Genetics of resistance to pathogens in rainbow trout

Genetics of resistance to pathogens in rainbow trout

Programme-4.1

Scientific leaders

E. Quillet, C. Genêt, N. Dechamp for the management of isogenic strains (GABI - GenAqua)

Technical leaders

L. Goardon, F. Guyvarc’h, L.-A. Le Ven, M. Bideau

Objectives

The control of pathogens in fish farming is a major goal for its sustainability. Commercial vaccines are few in number and often not very effective. The use of sanitizing agents and antibiotics is often the only recourse, but they pose problems for food safety and/or emissions to the environment. Selection of resistant strains is the most promising alternative. The objective of the project underway is thus to better understand the immune mechanisms involved in trout, and in fish in general, and identify the genetic basis of resistance/sensitivity (heritability, quantitative trait loci (QTL) and the genes responsible) so as to effectively introduce disease resistance in commercial selection programs.

The work is performed mainly on a virus, viral haemorrhagic septicaemia (VHS), and a bacterium, Flavobacterium psychrophilum, the cause of bacterial cold water disease (BCWD).

Experimental Framework

Experimental strains are maintained at PEIMA, mainly representing a collection of isogenetic lines obtained by gynogenesis. These strains have been systematically challenged with different viruses (VHS, infectious hematopoietic necrosis (IHN), infectious salmon anaemia virus (ISAV)) and bacteria
(F. psychrophilum or Aeromonas salmonicida). High variability in sensitivity has been observed among lines, regardless of the pathogen.

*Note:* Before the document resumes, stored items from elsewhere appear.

PR #340, opened 2021-08-22
Feat: database v2

AngeloTadeucci:
Removed **EntityFramework**, now using SQL with [SQLKata ](https://sqlkata.com/) package as an query builder.


MapleServer2/Database/Classes/DatabaseAccount.cs
```diff
@@ -0,0 +1,125 @@
+﻿using Maple2Storage.Types;
+using MapleServer2.Enums;
+using MapleServer2.Types;
+using Newtonsoft.Json;
+using SqlKata.Execution;
+
+namespace MapleServer2.Database.Classes
+{
+    public static class DatabaseAccount
```
AlanMorel, line 9: Rather than calling this class `DatabaseAccount`, can it instead be called `Accounts` and not static, then in a file called `Database` create an instance of `Accounts` then expose it using a getter? So the ultimate caller uses something like `Database.getAccounts().Create()` or `Database.getAccounts().FindById()`

MapleServer2/Database/Classes/DatabaseAccount.cs
```diff
@@ -0,0 +1,125 @@
...
+                return true;
+            }
+            return false;
+        }
+
+        internal static List<Player> FindAllByAccountId(long accountId)
+        {
+            List<Player> characters = new List<Player>();
+
+            IEnumerable<dynamic> result = DatabaseManager.QueryFactory.Query("Characters").Where("AccountId", accountId)
```
AlanMorel, line 53: Maybe querying the characters table should not happen in the `Account` file?

AlanMorel (changes requested):

MapleServer2/Database/Classes/DatabaseAccount.cs
AngeloTadeucci: oh 100% my bad, it was one of the first stuff I worked on

AlanMorel (approved):

darkvergus (approved):

Sparkymod (approved):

The strains with extreme resistance are then used, either directly to study differences in response of the gene pools or to produce recombinant strains (F1 and F2 crosses, retrocrosses, advanced crosses) used to map QTLs.

Standard family approaches (factorial crosses with the reference strain SY) are also set up to assess classic genetic parameters (heritability, genetic correlations between traits).

The experimental crosses are performed at PEIMA. At the end of incubation, eggs are transported to IERP, which performs experimental infection trials under controlled conditions. Strict health management of breeders is essential to ensure the production of immunologically “naïve” fish.